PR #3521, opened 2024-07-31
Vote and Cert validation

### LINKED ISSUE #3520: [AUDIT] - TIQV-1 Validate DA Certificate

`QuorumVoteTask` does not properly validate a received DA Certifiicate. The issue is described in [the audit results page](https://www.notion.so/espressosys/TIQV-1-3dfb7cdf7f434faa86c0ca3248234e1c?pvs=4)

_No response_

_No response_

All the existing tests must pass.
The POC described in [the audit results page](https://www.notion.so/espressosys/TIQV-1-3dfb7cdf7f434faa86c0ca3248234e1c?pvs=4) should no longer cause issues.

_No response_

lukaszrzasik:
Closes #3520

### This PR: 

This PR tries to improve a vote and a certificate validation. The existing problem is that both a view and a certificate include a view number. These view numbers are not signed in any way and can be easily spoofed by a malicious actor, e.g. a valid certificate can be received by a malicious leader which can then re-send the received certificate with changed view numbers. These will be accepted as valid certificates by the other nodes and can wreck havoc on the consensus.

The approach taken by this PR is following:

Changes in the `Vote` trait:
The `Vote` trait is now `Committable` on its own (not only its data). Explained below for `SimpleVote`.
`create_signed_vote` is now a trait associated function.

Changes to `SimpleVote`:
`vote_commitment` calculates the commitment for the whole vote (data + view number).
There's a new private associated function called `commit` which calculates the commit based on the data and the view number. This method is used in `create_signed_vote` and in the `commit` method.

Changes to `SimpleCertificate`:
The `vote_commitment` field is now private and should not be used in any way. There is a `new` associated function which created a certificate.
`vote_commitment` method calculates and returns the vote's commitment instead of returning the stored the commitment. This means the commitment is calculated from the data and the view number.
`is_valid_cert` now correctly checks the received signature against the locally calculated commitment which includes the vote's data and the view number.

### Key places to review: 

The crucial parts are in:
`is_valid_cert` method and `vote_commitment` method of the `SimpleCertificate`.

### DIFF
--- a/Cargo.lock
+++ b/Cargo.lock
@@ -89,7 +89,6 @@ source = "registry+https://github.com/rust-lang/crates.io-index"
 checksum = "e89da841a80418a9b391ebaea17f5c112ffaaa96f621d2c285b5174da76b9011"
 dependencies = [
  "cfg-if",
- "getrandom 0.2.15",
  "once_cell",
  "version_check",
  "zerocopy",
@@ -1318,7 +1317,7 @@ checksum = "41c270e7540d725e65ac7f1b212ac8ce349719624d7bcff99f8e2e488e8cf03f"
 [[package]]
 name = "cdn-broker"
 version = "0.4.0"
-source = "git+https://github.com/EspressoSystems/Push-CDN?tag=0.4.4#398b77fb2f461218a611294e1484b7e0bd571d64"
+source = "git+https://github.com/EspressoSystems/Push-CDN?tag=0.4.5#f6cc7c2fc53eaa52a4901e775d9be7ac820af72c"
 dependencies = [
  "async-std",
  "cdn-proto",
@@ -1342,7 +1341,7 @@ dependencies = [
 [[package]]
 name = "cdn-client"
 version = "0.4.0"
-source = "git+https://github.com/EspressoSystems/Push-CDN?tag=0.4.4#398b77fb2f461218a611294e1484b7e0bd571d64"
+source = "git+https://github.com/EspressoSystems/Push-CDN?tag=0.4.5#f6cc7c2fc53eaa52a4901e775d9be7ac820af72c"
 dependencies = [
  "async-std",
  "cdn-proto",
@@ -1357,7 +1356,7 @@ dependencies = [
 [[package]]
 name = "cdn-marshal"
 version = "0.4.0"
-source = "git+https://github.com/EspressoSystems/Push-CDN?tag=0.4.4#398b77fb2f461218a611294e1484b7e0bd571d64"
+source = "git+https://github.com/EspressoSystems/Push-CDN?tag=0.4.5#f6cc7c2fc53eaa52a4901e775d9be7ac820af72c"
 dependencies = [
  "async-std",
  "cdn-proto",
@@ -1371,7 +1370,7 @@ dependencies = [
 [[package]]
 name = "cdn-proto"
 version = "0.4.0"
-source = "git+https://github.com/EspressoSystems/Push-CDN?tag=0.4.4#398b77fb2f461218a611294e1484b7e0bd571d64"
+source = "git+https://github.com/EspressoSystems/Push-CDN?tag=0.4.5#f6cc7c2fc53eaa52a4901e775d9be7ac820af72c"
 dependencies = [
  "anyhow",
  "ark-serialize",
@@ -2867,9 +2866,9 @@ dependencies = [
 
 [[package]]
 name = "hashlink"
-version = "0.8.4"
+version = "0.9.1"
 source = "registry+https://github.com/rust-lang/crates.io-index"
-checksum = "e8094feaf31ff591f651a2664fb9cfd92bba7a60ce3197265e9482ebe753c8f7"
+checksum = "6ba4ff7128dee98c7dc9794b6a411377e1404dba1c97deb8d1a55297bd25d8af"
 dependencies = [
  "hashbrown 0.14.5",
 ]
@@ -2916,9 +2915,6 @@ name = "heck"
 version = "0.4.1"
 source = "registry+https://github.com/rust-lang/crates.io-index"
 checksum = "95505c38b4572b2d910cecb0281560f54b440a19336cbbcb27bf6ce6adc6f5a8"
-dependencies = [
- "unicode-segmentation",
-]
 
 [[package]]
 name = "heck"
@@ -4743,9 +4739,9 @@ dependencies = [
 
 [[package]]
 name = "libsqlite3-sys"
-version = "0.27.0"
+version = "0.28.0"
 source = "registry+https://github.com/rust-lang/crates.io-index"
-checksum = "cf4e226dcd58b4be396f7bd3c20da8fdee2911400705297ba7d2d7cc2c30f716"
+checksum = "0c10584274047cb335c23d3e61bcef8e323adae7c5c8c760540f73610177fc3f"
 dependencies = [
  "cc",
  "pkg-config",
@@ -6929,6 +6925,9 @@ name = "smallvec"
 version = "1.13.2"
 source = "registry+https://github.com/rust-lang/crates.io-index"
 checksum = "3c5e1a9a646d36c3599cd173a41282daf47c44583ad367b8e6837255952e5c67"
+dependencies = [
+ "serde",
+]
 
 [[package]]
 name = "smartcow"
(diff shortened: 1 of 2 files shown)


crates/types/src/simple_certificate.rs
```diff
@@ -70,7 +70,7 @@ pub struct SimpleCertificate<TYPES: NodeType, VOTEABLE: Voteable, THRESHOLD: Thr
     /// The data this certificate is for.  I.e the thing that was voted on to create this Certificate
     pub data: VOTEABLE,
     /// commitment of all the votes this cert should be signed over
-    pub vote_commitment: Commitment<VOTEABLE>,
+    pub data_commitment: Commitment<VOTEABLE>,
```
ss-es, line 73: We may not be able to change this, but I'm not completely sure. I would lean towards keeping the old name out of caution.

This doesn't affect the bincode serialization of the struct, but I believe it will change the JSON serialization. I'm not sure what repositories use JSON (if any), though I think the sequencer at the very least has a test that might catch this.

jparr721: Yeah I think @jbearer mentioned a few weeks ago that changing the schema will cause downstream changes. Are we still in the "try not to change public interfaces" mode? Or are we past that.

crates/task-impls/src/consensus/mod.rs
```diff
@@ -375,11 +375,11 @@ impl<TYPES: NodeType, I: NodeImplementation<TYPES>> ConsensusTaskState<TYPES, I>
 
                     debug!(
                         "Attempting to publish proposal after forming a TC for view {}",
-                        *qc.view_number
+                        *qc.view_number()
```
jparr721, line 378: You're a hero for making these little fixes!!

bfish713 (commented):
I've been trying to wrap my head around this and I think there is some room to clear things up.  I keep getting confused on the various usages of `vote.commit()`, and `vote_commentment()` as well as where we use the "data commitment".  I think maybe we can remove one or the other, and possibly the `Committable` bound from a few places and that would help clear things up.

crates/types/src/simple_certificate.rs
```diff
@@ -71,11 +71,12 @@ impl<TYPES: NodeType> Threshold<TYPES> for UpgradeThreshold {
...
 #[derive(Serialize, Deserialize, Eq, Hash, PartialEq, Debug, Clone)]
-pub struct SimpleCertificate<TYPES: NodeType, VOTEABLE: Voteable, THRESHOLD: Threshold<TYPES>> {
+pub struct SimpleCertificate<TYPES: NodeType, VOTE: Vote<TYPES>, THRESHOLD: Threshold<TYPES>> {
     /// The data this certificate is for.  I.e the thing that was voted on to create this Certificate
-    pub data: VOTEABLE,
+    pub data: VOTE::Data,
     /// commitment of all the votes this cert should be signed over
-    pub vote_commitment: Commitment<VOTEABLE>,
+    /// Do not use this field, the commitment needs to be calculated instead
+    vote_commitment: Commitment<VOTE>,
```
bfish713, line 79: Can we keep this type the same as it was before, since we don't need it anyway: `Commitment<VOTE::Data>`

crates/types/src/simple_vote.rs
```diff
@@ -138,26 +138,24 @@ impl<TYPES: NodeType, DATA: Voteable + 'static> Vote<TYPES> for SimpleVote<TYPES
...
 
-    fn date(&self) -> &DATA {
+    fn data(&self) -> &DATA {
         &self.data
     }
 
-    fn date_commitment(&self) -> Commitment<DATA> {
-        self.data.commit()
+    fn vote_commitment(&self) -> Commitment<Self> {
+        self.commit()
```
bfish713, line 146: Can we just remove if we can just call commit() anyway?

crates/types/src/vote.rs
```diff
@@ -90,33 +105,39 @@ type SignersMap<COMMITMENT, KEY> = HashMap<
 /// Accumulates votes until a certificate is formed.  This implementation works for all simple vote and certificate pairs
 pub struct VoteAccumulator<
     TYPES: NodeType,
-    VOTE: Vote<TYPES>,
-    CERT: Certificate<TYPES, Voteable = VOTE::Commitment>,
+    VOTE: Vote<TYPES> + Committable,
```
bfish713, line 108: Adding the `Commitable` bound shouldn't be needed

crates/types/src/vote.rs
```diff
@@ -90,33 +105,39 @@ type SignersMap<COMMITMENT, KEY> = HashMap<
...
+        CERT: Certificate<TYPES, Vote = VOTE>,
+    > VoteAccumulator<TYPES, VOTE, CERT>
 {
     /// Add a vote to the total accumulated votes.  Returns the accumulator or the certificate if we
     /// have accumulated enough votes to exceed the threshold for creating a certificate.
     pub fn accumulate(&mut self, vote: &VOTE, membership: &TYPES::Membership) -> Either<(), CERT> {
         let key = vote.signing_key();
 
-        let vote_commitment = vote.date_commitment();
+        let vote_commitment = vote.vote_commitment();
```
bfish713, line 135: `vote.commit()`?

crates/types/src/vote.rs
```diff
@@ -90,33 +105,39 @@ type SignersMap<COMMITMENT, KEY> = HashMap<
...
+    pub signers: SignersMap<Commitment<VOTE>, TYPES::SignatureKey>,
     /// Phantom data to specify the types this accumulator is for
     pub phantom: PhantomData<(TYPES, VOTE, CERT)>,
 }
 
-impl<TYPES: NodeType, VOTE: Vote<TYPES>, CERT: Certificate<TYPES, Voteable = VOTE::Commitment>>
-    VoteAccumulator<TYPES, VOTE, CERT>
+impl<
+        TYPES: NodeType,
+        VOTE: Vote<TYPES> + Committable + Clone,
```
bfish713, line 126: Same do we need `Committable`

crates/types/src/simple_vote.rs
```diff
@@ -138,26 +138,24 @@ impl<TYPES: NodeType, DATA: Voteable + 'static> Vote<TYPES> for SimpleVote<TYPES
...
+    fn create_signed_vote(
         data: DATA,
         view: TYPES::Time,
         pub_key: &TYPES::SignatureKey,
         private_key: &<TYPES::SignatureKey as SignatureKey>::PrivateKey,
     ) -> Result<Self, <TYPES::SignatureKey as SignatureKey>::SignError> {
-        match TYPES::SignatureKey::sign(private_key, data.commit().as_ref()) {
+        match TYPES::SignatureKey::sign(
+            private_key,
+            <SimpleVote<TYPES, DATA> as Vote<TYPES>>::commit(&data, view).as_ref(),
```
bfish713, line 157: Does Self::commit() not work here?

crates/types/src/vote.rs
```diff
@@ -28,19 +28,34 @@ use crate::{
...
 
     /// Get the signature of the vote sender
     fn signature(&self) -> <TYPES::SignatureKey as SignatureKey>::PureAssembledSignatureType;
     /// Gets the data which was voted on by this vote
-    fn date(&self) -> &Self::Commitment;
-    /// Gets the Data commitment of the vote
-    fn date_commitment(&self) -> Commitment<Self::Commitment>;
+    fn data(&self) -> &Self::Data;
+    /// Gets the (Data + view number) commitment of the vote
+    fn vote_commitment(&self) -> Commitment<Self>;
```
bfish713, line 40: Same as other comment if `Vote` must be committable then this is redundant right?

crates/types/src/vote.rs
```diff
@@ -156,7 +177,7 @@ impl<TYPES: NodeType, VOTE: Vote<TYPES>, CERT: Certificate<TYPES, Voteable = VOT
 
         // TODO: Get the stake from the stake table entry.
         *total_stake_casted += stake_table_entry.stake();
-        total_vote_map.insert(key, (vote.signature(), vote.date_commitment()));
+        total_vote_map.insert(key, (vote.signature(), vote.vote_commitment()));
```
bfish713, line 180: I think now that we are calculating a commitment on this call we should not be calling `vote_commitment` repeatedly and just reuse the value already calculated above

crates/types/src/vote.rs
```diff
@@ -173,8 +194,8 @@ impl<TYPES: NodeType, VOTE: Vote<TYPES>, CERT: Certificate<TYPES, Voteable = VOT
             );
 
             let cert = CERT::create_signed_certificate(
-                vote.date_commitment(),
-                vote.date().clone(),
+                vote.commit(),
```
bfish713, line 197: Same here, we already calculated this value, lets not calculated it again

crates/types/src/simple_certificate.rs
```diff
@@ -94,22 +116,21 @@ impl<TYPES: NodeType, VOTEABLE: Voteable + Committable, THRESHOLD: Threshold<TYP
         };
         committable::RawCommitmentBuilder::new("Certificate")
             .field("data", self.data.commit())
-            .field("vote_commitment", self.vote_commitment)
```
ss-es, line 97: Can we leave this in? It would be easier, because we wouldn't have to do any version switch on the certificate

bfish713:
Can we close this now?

# # # # #

[About this task]
Find and copy every line in the entries above where the string "accumulated" occurs.

[Task output]
     /// Add a vote to the total accumulated votes.  Returns the accumulator or the certificate if we
     /// have accumulated enough votes to exceed the threshold for creating a certificate.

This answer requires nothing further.